┌─ PROVIDED MATERIAL
PR #1741, opened 2023-08-16
Draft: DAP-05 ping-pong

tgeoghegan:
Please do not review yet. I just want to see if CI works.

Issue #1524, opened 2023-06-21
Simplify `aggregator_core::task::Task`


tgeoghegan:
Janus' task representation contains a bunch of unnecessary information:

- an aggregator never needs to know its own DAP API URL
- a helper doesn't need to know the other aggregator's DAP API URL
- a task cannot have more than one VDAF verify key
- a task cannot have multiple collector auth tokens

And it's possible a task will only ever have a single aggregator auth token, too (we have to decide whether to support rotation of that credential). As we revisit the task creation API in the aggregator API (#1506), this leads to some awkward impedance mismatches. We should resolve those by amending the `Task` struct.

This goes hand-in-hand with changing the database schema for tasks, tracked in #1521.

Note that we serialize this structure to/from YAML when provisioning tasks with `janus_cli`, so as long as we intend to support task provisioning with that tool, the `Task` struct is arguably public API, so we should be careful about breaking this.

PR #1805, opened 2023-08-24
DAP-05: Specialize to exactly two aggregators

tgeoghegan:
This commit takes changes to various messages so that we handle exactly one leader and exactly one helper, as specified in [DAP-05][1]. These changes are voluminous but mostly mechanical.

This commit also adds variants for `Poplar1` to a couple of enums and some macros, because later changes will need it.

[1]: https://datatracker.ietf.org/doc/draft-ietf-ppm-dap/05/

Part of #1669

### DIFF
--- a/aggregator/src/aggregator/collection_job_tests.rs
+++ b/aggregator/src/aggregator/collection_job_tests.rs
@@ -1,10 +1,4 @@
-use crate::aggregator::{
-    http_handlers::{
-        aggregator_handler,
-        test_util::{decode_response_body, take_problem_details},
-    },
-    Config,
-};
+use crate::aggregator::{http_handlers::aggregator_handler, Config};
 use http::StatusCode;
 use janus_aggregator_core::{
     datastore::{
@@ -42,7 +36,6 @@ use serde_json::json;
 use std::{collections::HashSet, sync::Arc};
 use trillium::{Handler, KnownHeaderName, Status};
 use trillium_testing::{
-    assert_headers,
     prelude::{post, put},
     TestConn,
 };
@@ -353,10 +346,23 @@ async fn collection_job_success_fixed_size() {
         }
 
         let mut test_conn = test_case.post_collection_job(&collection_job_id).await;
-        assert_eq!(test_conn.status(), Some(Status::Ok));
-        assert_headers!(&test_conn, "content-type" => (Collection::<FixedSize>::MEDIA_TYPE));
 
-        let collect_resp: Collection<FixedSize> = decode_response_body(&mut test_conn).await;
+        assert_eq!(test_conn.status(), Some(Status::Ok));
+        assert_eq!(
+            test_conn
+                .response_headers()
+                .get(KnownHeaderName::ContentType)
+                .unwrap(),
+            Collection::<FixedSize>::MEDIA_TYPE
+        );
+        let body_bytes = test_conn
+            .take_response_body()
+            .unwrap()
+            .into_bytes()
+            .await
+            .unwrap();
+        let collect_resp = Collection::<FixedSize>::get_decoded(body_bytes.as_ref()).unwrap();
+
         assert_eq!(
             collect_resp.report_count(),
             test_case.task.min_batch_size() + 1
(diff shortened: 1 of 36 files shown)


tgeoghegan:
I carved this change out of #1741 so that the noisy mechanical change of going to exactly two aggregators wouldn't drown out the more substantial changes from moving to the ping-pong topology.

tgeoghegan:
Looks like we need `Poplar1AggregationParam: Hash` for this to work: https://github.com/divviup/libprio-rs/pull/703

- [ ] move prio dep back to a released version once the above PR is merged and released

core/Cargo.toml
```diff
@@ -49,7 +49,7 @@ k8s-openapi = { workspace = true, optional = true }
 lazy_static = { version = "1", optional = true }
 prio.workspace = true
 rand = "0.8"
-reqwest = { version = "0.11.19", default-features = false, features = ["rustls-tls", "json"] }
+reqwest = { version = "0.11.18", default-features = false, features = ["rustls-tls", "json"] }
```
branlwyd, line 52: nit: revert this version change

aggregator/src/aggregator/collection_job_tests.rs
```diff
@@ -417,7 +422,23 @@ async fn collection_job_success_fixed_size() {
...
+        &test_conn
+            .take_response_body()
+            .unwrap()
+            .into_bytes()
+            .await
+            .unwrap(),
+    )
+    .unwrap();
+    assert_eq!(
+        problem_details,
```
inahga, line 441: This might be on an outdated branch? This was cleaned up in https://github.com/divviup/janus/commit/a76f06ea539e1ea8b119c8ce54f479e778cd2677 to use utility functions.

aggregator_api/src/routes.rs
```diff
@@ -93,9 +93,9 @@ pub(super) async fn post_task<C: Clock>(
     // TODO(#1524): clean this up with `aggregator_core::task::Task` changes
     // unwrap safety: this fake URL is valid
     let fake_aggregator_url = Url::parse("http://never-used.example.com").unwrap();
-    let aggregator_endpoints = match req.role {
-        Role::Leader => Vec::from([fake_aggregator_url, req.peer_aggregator_endpoint]),
-        Role::Helper => Vec::from([req.peer_aggregator_endpoint, fake_aggregator_url]),
+    let (leader_aggregator_endpoint, helper_aggregator_endpoint) = match req.role {
+        Role::Leader => (fake_aggregator_url, req.peer_aggregator_endpoint),
+        Role::Helper => (req.peer_aggregator_endpoint, fake_aggregator_url),
```
inahga, line 98: While we're here, should we make both aggregator endpoints Option (or tagged enum, or even expand role into tagged enum `enum Role { Leader { endpoint: Url ...`) so that we don't have to carry around a fake aggregator endpoint? 

It does sound like a large yak-shave, so if it takes too much time or is too complex, we can leave it alone.

messages/Cargo.toml
```diff
@@ -20,7 +20,9 @@ hex = "0.4"
 num_enum = "0.7.0"
 # We can't pull prio in from the workspace because that would enable default features, and we do not
 # want prio/crypto-dependencies
-prio = { version = "0.14.0", default-features = false }
+# TODO(timg): move back to released prio
```
branlwyd, line 23: reminder: need to resolve this TODO, as well (same as other reminder)

inahga:
If you push again, this label ^^ should allow the ci-migrations build to pass.

branlwyd (approved):

aggregator_api/src/routes.rs
branlwyd: I think the eventual cleanup is to make our view of tasks track what is needed by the particular role; specifically, a Leader aggregator needs to know only the Helper's aggregator endpoint, and a Helper doesn't need to know anyone's aggregator endpoint. This is tracked by #1524.

aggregator/src/aggregator/collection_job_tests.rs
tgeoghegan: Yes, this is rebase carnage. I'll clean it up.

aggregator_api/src/routes.rs
tgeoghegan: Yes, #1524 will address this. That change will be pretty significant, so I don't want to do it here.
└─
- **ASSIGNMENT**
Would you restate the records word for word?

- **SOLUTION FOR THIS PROBLEM**
PR #1741, opened 2023-08-16
Draft: DAP-05 ping-pong

tgeoghegan:
Please do not review yet. I just want to see if CI works.

Issue #1524, opened 2023-06-21
Simplify `aggregator_core::task::Task`


tgeoghegan:
Janus' task representation contains a bunch of unnecessary information:

- an aggregator never needs to know its own DAP API URL
- a helper doesn't need to know the other aggregator's DAP API URL
- a task cannot have more than one VDAF verify key
- a task cannot have multiple collector auth tokens

And it's possible a task will only ever have a single aggregator auth token, too (we have to decide whether to support rotation of that credential). As we revisit the task creation API in the aggregator API (#1506), this leads to some awkward impedance mismatches. We should resolve those by amending the `Task` struct.

This goes hand-in-hand with changing the database schema for tasks, tracked in #1521.

Note that we serialize this structure to/from YAML when provisioning tasks with `janus_cli`, so as long as we intend to support task provisioning with that tool, the `Task` struct is arguably public API, so we should be careful about breaking this.

PR #1805, opened 2023-08-24
DAP-05: Specialize to exactly two aggregators

tgeoghegan:
This commit takes changes to various messages so that we handle exactly one leader and exactly one helper, as specified in [DAP-05][1]. These changes are voluminous but mostly mechanical.

This commit also adds variants for `Poplar1` to a couple of enums and some macros, because later changes will need it.

[1]: https://datatracker.ietf.org/doc/draft-ietf-ppm-dap/05/

Part of #1669

### DIFF
--- a/aggregator/src/aggregator/collection_job_tests.rs
+++ b/aggregator/src/aggregator/collection_job_tests.rs
@@ -1,10 +1,4 @@
-use crate::aggregator::{
-    http_handlers::{
-        aggregator_handler,
-        test_util::{decode_response_body, take_problem_details},
-    },
-    Config,
-};
+use crate::aggregator::{http_handlers::aggregator_handler, Config};
 use http::StatusCode;
 use janus_aggregator_core::{
     datastore::{
@@ -42,7 +36,6 @@ use serde_json::json;
 use std::{collections::HashSet, sync::Arc};
 use trillium::{Handler, KnownHeaderName, Status};
 use trillium_testing::{
-    assert_headers,
     prelude::{post, put},
     TestConn,
 };
@@ -353,10 +346,23 @@ async fn collection_job_success_fixed_size() {
         }
 
         let mut test_conn = test_case.post_collection_job(&collection_job_id).await;
-        assert_eq!(test_conn.status(), Some(Status::Ok));
-        assert_headers!(&test_conn, "content-type" => (Collection::<FixedSize>::MEDIA_TYPE));
 
-        let collect_resp: Collection<FixedSize> = decode_response_body(&mut test_conn).await;
+        assert_eq!(test_conn.status(), Some(Status::Ok));
+        assert_eq!(
+            test_conn
+                .response_headers()
+                .get(KnownHeaderName::ContentType)
+                .unwrap(),
+            Collection::<FixedSize>::MEDIA_TYPE
+        );
+        let body_bytes = test_conn
+            .take_response_body()
+            .unwrap()
+            .into_bytes()
+            .await
+            .unwrap();
+        let collect_resp = Collection::<FixedSize>::get_decoded(body_bytes.as_ref()).unwrap();
+
         assert_eq!(
             collect_resp.report_count(),
             test_case.task.min_batch_size() + 1
(diff shortened: 1 of 36 files shown)


tgeoghegan:
I carved this change out of #1741 so that the noisy mechanical change of going to exactly two aggregators wouldn't drown out the more substantial changes from moving to the ping-pong topology.

tgeoghegan:
Looks like we need `Poplar1AggregationParam: Hash` for this to work: https://github.com/divviup/libprio-rs/pull/703

- [ ] move prio dep back to a released version once the above PR is merged and released

core/Cargo.toml
```diff
@@ -49,7 +49,7 @@ k8s-openapi = { workspace = true, optional = true }
 lazy_static = { version = "1", optional = true }
 prio.workspace = true
 rand = "0.8"
-reqwest = { version = "0.11.19", default-features = false, features = ["rustls-tls", "json"] }
+reqwest = { version = "0.11.18", default-features = false, features = ["rustls-tls", "json"] }
```
branlwyd, line 52: nit: revert this version change

aggregator/src/aggregator/collection_job_tests.rs
```diff
@@ -417,7 +422,23 @@ async fn collection_job_success_fixed_size() {
...
+        &test_conn
+            .take_response_body()
+            .unwrap()
+            .into_bytes()
+            .await
+            .unwrap(),
+    )
+    .unwrap();
+    assert_eq!(
+        problem_details,
```
inahga, line 441: This might be on an outdated branch? This was cleaned up in https://github.com/divviup/janus/commit/a76f06ea539e1ea8b119c8ce54f479e778cd2677 to use utility functions.

aggregator_api/src/routes.rs
```diff
@@ -93,9 +93,9 @@ pub(super) async fn post_task<C: Clock>(
     // TODO(#1524): clean this up with `aggregator_core::task::Task` changes
     // unwrap safety: this fake URL is valid
     let fake_aggregator_url = Url::parse("http://never-used.example.com").unwrap();
-    let aggregator_endpoints = match req.role {
-        Role::Leader => Vec::from([fake_aggregator_url, req.peer_aggregator_endpoint]),
-        Role::Helper => Vec::from([req.peer_aggregator_endpoint, fake_aggregator_url]),
+    let (leader_aggregator_endpoint, helper_aggregator_endpoint) = match req.role {
+        Role::Leader => (fake_aggregator_url, req.peer_aggregator_endpoint),
+        Role::Helper => (req.peer_aggregator_endpoint, fake_aggregator_url),
```
inahga, line 98: While we're here, should we make both aggregator endpoints Option (or tagged enum, or even expand role into tagged enum `enum Role { Leader { endpoint: Url ...`) so that we don't have to carry around a fake aggregator endpoint? 

It does sound like a large yak-shave, so if it takes too much time or is too complex, we can leave it alone.

messages/Cargo.toml
```diff
@@ -20,7 +20,9 @@ hex = "0.4"
 num_enum = "0.7.0"
 # We can't pull prio in from the workspace because that would enable default features, and we do not
 # want prio/crypto-dependencies
-prio = { version = "0.14.0", default-features = false }
+# TODO(timg): move back to released prio
```
branlwyd, line 23: reminder: need to resolve this TODO, as well (same as other reminder)

inahga:
If you push again, this label ^^ should allow the ci-migrations build to pass.

branlwyd (approved):

aggregator_api/src/routes.rs
branlwyd: I think the eventual cleanup is to make our view of tasks track what is needed by the particular role; specifically, a Leader aggregator needs to know only the Helper's aggregator endpoint, and a Helper doesn't need to know anyone's aggregator endpoint. This is tracked by #1524.

aggregator/src/aggregator/collection_job_tests.rs
tgeoghegan: Yes, this is rebase carnage. I'll clean it up.

aggregator_api/src/routes.rs
tgeoghegan: Yes, #1524 will address this. That change will be pretty significant, so I don't want to do it here.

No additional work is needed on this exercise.